We’ve actually worked with this dataset before, so we should be somewhat familiar with it. Loading it is just like we did last time;
import pandas as pd
from sklearn.datasets import load_iris
iris = load_iris()
One thing we did last time was just use the load_iris() object as is. This time, just so we can say we have some experience doing so, we’re going to turn our object into a dataframe, like the one’s we’ve been using since the beginning.
df = pd.DataFrame(iris.data,columns=iris.feature_names)
df.head()
Make sure it looks good before moving on. Essentially, we just used Pandas’ DataFrame function to turn the data from our load_iris object into a usable Pandas dataframe. We also sent in the names of the columns, using iris.feature_names instead of just leaving them blank. This can help us identify or call them.
Every model we’ve used so far usually has all of their data in one single data frame, both input and output. We currently only have input, so let’s bring in our output. We should create a new column in our data frame like so;
df['target'] = iris.target
We have a numerical representation for our output, we could also drag in the categorical version as well. We’ll do this using something called lambda, which is like a self-defined function but shorter and faster to use. While it’s more complicated to look at, it makes our life a lot easier;
df['flower_name'] = df.target.apply(lambda x: iris.target_names[x])
df.head()
I also think now is a good time to review how we can visualize our dataset. Last time we used the iris dataset, I showed you all a neat way of looping through the iris’ data method to get what you want. For example, the following will plot the sepal length and width for each;
plt.xlabel('Sepal Length')
plt.ylabel('Sepal Width')
for i in range(50):
plt.scatter(iris.data[i][0], iris.data[i][1], color='red', marker='.')
for i in range(50, 100):
plt.scatter(iris.data[i][0], iris.data[i][1], color='blue', marker='+')
for i in range(100, 150):
plt.scatter(iris.data[i][0], iris.data[i][1], color='green', marker='*')

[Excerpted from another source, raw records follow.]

PR #1123, opened 2024-01-11
TP2000-1130 Move current workbasket from Session to custom User model

mattjamc:
# TP2000-1130 Move current workbasket from Session to custom User model

## Why
TMs have reported losing their current workbasket and having it switch to an entirely different one after a short period of inactivity, which has led on occasion to tariff changes being applied to the wrong workbasket. Saving the users' current workbasket in the database rather than in the session would prevent this from happening following session expiration.

## What
- Updates User model referencing to use `get_user_model()`

- Substitutes Django's default User model for a custom user model (see [#Note](#Note))

- Adds `current_workbasket` field to `User` model to store the user's current workbasket in the DB

- Add User model to admin

- Updates `require_current_workbasket` view decorator to redirect users without an active current workbasket to select a new workbasket

- Removes now unused `ValidateSessionWorkBasketMiddleware`

- Adds a new view, template and route, `NoActiveWorkBasket`, to be used as a redirect endpoint for users without an active current workbasket

- Updates WorkBasket model methods and test fixtures to account for the workbasket now being stored in the user model rather than session data

    **New model methods**:
    - `assign_to_user` sets the workbasket to be the user's current workbasket
    - `remove_users_current_workbasket` removes user's current workbasket
  
    **Removed model methods**:
    - `save_to_session` previously saved workbasket to the session of request
    - `load_from_session` previously queried session workbasket from database
    - `remove_current_from_session` previously deleted the workbasket from the session data

    **New fixtures**:
    - `client_with_current_workbasket` returns a valid user client with a workbasket associated to the user
    - `api_client_with_current_workbasket` returns a valid user api client with a workbasket associated to the user
    - `session_request_with_workbasket` returns a request object with a valid user with a current workbasket and session
    - `user_workbasket` returns a workbasket which has been assigned to a valid logged-in user
    -  `user_empty_workbasket` - returns an empty workbasket which bas been assigned to a valid logged-in user
    -  `client_with_current_workbasket_no_permissions` - returns a client with a logged in user who has a current workbasket but no permissions

    **Removed fixtures**:
    - `session_workbasket` previously returned a workbasket in the session
    - `session_empty_workbasket` previously returned an empty workbasket in the session

- Adds new unit tests for the new changes

## Note <a href="#note" id="note"/>
This PR followed the guide set out in https://code.djangoproject.com/ticket/25313#comment:24 to change to a custom user model mid project.

It's possible to place the custom User model in its own app, say users, however that requires either truncating the `django_migrations` table or manually inserting the initial migration for the user model (using raw SQL) into the table making it as if it had already been applied. This would need doing only once for production but need doing every time a new DB snapshot was imported for local dev environments if the snapshot preceded the manual intervention to the migrations table on prod.

## Screenshot
Screenshot 2024-01-12 at 09 45 30

Screenshot 2024-01-24 at 15 50 20

Screenshot 2024-01-24 at 15 50 33

## Checklist


workbaskets/models.py
```diff
@@ -512,25 +509,27 @@ def measures(self) -> MeasuresQuerySet:
...
-        if "workbasket" not in session:
-            raise KeyError("WorkBasket not in session")
-        return WorkBasket.objects.get(pk=session["workbasket"]["id"])
-
-    @classmethod
-    def remove_current_from_session(cls, session):
-        """Remove the current workbasket from the user's session."""
-        if "workbasket" in session:
-            del session["workbasket"]
+    def remove_users_current_workbasket(cls, request):
```
eadpearce, line 512: Because of the lack of apostrophe this method name may be confusing to read (mistaking singular possessive for plural). Use 'from' instead like the old method eg `remove_current_from_user`

workbaskets/migrations/0001_initial.py
```diff
@@ -6,14 +6,149 @@
 from django.db import models
 
 
+def change_user_content_type(apps, schema_editor):
```
eadpearce, line 9: Shouldn't this be in a new migration rather than initial? I think envs that have already run the old version of this file won't rerun it with the new changes

dalecannon: Ah yes. This was meant to go in  `0009_user_current_workbasket.py` migration file so that it will be applied and performed.

workbaskets/models.py
```diff
@@ -512,25 +509,27 @@ def measures(self) -> MeasuresQuerySet:
...
+            pass
 
     @classmethod
     def current(cls, request):
-        """Get the current workbasket in the session."""
-        if "workbasket" in request.session:
-            workbasket = cls.load_from_session(request.session)
+        """Get the user's current workbasket."""
+        try:
+            current_user = User.objects.get(id=request.user.id)
```
paulpepper-trade, line 525: Redundant DB access to re-fetch `request.user` - see previous comment.

workbaskets/admin.py
```diff
@@ -168,4 +173,29 @@ def save_model(self, request, instance, form, change):
...
+    add_form = UserCreationForm
+    readonly_fields = ("current_workbasket",)
+    fieldsets = UserAdmin.fieldsets + (
+        ("Workbasket", {"fields": ("current_workbasket",)}),
+    )
+    add_fieldsets = UserAdmin.add_fieldsets
+
+
+admin.site.register(User, UserAdmin)
+
```
paulpepper-trade, line 200: Perhaps worth including some screenshots of the User admin pages on the cover of this PR?

workbaskets/models.py
```diff
@@ -665,3 +664,17 @@ class DataRow(ValidityMixin, models.Model):
         null=True,
         blank=True,
     )
+
+
+class User(AbstractUser):
```
paulpepper-trade, line 669: I can see why an existing app has to be used, but I'm somewhat curious to understand why the `User` model has been placed in the workbaskets app, rather than, say, `common`. Were there some difficulties putting there?

paulpepper-trade (changes requested):

workbaskets/models.py
```diff
@@ -512,25 +509,27 @@ def measures(self) -> MeasuresQuerySet:
...
-        if "workbasket" not in session:
-            raise KeyError("WorkBasket not in session")
-        return WorkBasket.objects.get(pk=session["workbasket"]["id"])
-
-    @classmethod
-    def remove_current_from_session(cls, session):
-        """Remove the current workbasket from the user's session."""
-        if "workbasket" in session:
-            del session["workbasket"]
+    def remove_current_from_user(cls, request):
```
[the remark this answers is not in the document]
mattjamc: I think it was just a case that the previous remove current workbasket from session function was here and it only gets used by the current() function directly below - but happy to move if that makes more sense :)

workbaskets/models.py
dalecannon: There's a circular dependency issue where `common.0001_initial` has `workbaskets.0001_initial` as a dependency and `workbaskets.0001_initial` requires the `User` model for foreign key fields on `WorkBasket` model.

Saying that, I wonder if the migration operation that adds the User model foreign key fields can be moved to the next migration file (workbaskets.0002...), resolving the dependency issue.

commodities/tests/test_migrations.py
```diff
@@ -26,12 +27,13 @@ def test_main_migration_works(migrator, setup_content_types):
     Transaction = old_state.apps.get_model("common", "Transaction")
     Workbasket = old_state.apps.get_model("workbaskets", "WorkBasket")
     VersionGroup = old_state.apps.get_model("common", "VersionGroup")
+    User = old_state.apps.get_model("workbaskets", "User")
 
-    QueuedWorkBasketFactory.create().save()
-    workbasket = Workbasket.objects.create(id=238, author_id=1)
+    user = User.objects.create()
```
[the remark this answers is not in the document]
dalecannon: Using factories seemed to cause errors in existing migration tests following the change to a custom user model. 

From what I could gather, the factories use current model definitions to create objects but the migration test sets the state of the database according to the specified migration, making it so only model definitions as they were defined at that point in migration history (`old_state.apps.get_model("app", "model")`) can be used.

This poses a problem for factories that directly or indirectly require a `UserFactory`, as the test database will complain that `current_workbasket` column doesn’t exist in the `User` table because of a mismatch between the factory model definition and the state of the test database preceding the addition of the new field on the User model.

common/models/utils.py
```diff
@@ -93,48 +93,6 @@ def override_current_transaction(transaction=None):
...
-
-        # A current, editable workbasket is necessary in order to set the
-        # current transaction (below), so abandon this middleware's action and
-        # return early if there is no current editable workbasket in the
-        # session.
-        if not is_session_workbasket_valid(request):
-            WorkBasket.remove_current_from_session(request.session)
-        return self.get_response(request)
-
-
```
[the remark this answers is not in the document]
mattjamc: Yes I think this achieves more or less the same thing but I can bring the middleware back for extra security - it was more difficult to keep the middleware when workbasket was still in session but now it should be fine

commodities/tests/test_migrations.py
```diff
@@ -18,6 +17,8 @@ def test_main_migration_works(migrator, setup_content_types):
 
     setup_content_types(old_state.apps)
```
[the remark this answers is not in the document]
paulpepper-trade: Was there a problem with removing the `setup_content_types` fixture?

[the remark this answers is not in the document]
paulpepper-trade: Oh, I can see it's gone now.

paulpepper-trade (approved):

This mainly worked out due to our exploration of the dataset together during class. However, this is not the most readable format we could write, and using a dataframe makes this a lot easier. First, we can separate our data frame into smaller data frames that will make the separation we did before a bit smoother;
df_set = df[:50]
df_ver = df[50:100]
df_vir = df[100:]
Now that we have each different type of flower in it’s own respective data frame, calling them for plots is much easier;
plt.xlabel('Sepal Length')
plt.ylabel('Sepal Width')
# Setosa vs. Versicolor
plt.scatter(df_set['sepal length (cm)'], df_set['sepal width (cm)'], color='purple', marker='.')
plt.scatter(df_ver['sepal length (cm)'], df_ver['sepal width (cm)'], color='pink', marker='*')
Now, let’s get into using our SVM. As always, we’re going to create our test split by first creating an X data frame and y table;
X = df.drop(['target', 'flower_name'], axis='columns')
y = df.target
Then perform the train test split;
from sklearn.model_selection import train_test_split
X_train, X_test, y_train, y_test = train_test_split(X, y, test_size=0.2)
And just like every other model, we’ll create the model object, fit it, and use it.
from sklearn.svm import SVC
base_model = SVC()
base_model.fit(X_train, y_train)
Be sure to check out the parameters of your model before we score it and see how things change. The C in your parameters is your regularization (see above), gamma is set to auto, and your kernel is rbf. If you don’t remember what these are, again refer to Chapter 3. Let’s score our model with the default parameters;
base_model.score(X_test, y_test)
The first time I ran it, I got around 93%. I decided to run it again and got 96% pretty consistently. Let’s use this as a metric for the following changes. Starting with changing the value of C, or increasing our regularization. If we set our model with the following parameter, C=10, I found that the score was varying in values but more often then not went up to 1. Using the exact same data set (setting random_state=10) made no difference, really showing how the data provided in training really does make a huge impact on the reliability of a model.
We could also get gamma=10 to increase the gamma. This actually ends up decreasing our overall score, averaging at 90% accuracy this time. Bump it up to 100, and accuracy is all the way down at 45%. The last one we can change based on the notes from chapter 3 is your kernel. We can set kernel='linear', which on my machine gave me between 96-100% which was overall much more accurate than the default rbf method. However, what’s not being tested here due to the small size of the data set is the impact on training time. Refer to the table at the end of chapter 3 for more details.